Sirsat Sujata A, Kim Kawon, Gibson Kristen E, Crandall Phillip G, Ricke Steven C, Neal Jack A
Conrad N. Hilton College of Hotel and Restaurant Management, University of Houston;
Conrad N. Hilton College of Hotel and Restaurant Management, University of Houston.
J Vis Exp. 2014 Mar 5(85):51402. doi: 10.3791/51402.

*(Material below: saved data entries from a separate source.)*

PR #3287, opened 2025-10-06
test(iOS, SplitView): Add example for testing performance

t0maboro:
## Description

Adding an example with some heavier components for testing whether the transitions are working smoothly.

## Changes

- Added example

## Screenshots / GIFs

https://github.com/user-attachments/assets/3255edc3-d666-4599-82a4-ceab666362d9

Tested changes with the new example and https://github.com/software-mansion/react-native-screens/pull/3285

## Checklist

- [x] Ensured that CI passes

### DIFF
--- a/apps/src/tests/TestSplitView/SplitViewPerfApp.tsx
+++ b/apps/src/tests/TestSplitView/SplitViewPerfApp.tsx
@@ -8,14 +8,20 @@ import {
   Image,
   Dimensions,
 } from 'react-native';
-import { SplitViewHost, SplitViewScreen } from 'react-native-screens/experimental';
+import {
+  SplitViewHost,
+  SplitViewScreen,
+} from 'react-native-screens/experimental';
 import { Colors } from '../../shared/styling/Colors';
 import { SplitViewBaseConfig } from './helpers/types';
 
 const { width } = Dimensions.get('window');
 
 const FlatListColumn = () => {
-  const data = useMemo(() => Array.from({ length: 500 }, (_, i) => `Item ${i + 1}`), []);
+  const data = useMemo(
+    () => Array.from({ length: 500 }, (_, i) => `Item ${i + 1}`),
+    [],
+  );
 
   return (
     <FlatList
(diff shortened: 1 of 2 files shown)


apps/src/tests/TestSplitView/SplitViewPerfApp.tsx
```diff
@@ -0,0 +1,145 @@
...
+import {
+  SplitViewHost,
+  SplitViewScreen,
+} from 'react-native-screens/experimental';
+import { Colors } from '../../shared/styling/Colors';
+import { SplitViewBaseConfig } from './helpers/types';
+
+const { width } = Dimensions.get('window');
+
+const FlatListColumn = () => {
```
kmichalikk, line 20: nit: I'd prefer regular functions instead of arrow functions in such top-level declarations

apps/src/tests/TestSplitView/SplitViewPerfApp.tsx
```diff
@@ -0,0 +1,145 @@
...
+  const images = useMemo(
+    () =>
+      Array.from({ length: 30 }).map((_, index) => ({
+        id: `img-${index}`,
+        uri: `https://picsum.photos/seed/${index}/200`,
+      })),
+    [],
+  );
+
+  const numColumns = 2;
```
kmichalikk: This would look better as a prop with default value

kmichalikk (approved):

apps/src/tests/TestSplitView/SplitViewPerfApp.tsx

Cross contamination of foodborne pathogens in the retail environment is a significant public health issue contributing to an increased risk for foodborne illness. Ready-to-eat (RTE) processed foods such as deli meats, cheese, and in some cases fresh produce, have been involved in foodborne disease outbreaks due to contamination with pathogens such as Listeria monocytogenes. With respect to L. monocytogenes, deli slicers are often the main source of cross contamination. The goal of this study was to use a fluorescent compound to simulate bacterial contamination and track this contamination in a retail setting. A mock deli kitchen was designed to simulate the retail environment. Deli meat was inoculated with the fluorescent compound and volunteers were recruited to complete a set of tasks similar to those expected of a food retail employee. The volunteers were instructed to slice, package, and store the meat in a deli refrigerator. The potential cross contamination was tracked in the mock retail environment by swabbing specific areas and measuring the optical density of the swabbed area with a spectrophotometer. The results indicated that the refrigerator (i.e. deli case) grip and various areas on the slicer had the highest risk for cross contamination. The results of this study may be used to develop more focused training material for retail employees. In addition, similar methodologies could also be used to track microbial contamination in food production environments (e.g. small farms), hospitals, nursing homes, cruise ships, and hotels.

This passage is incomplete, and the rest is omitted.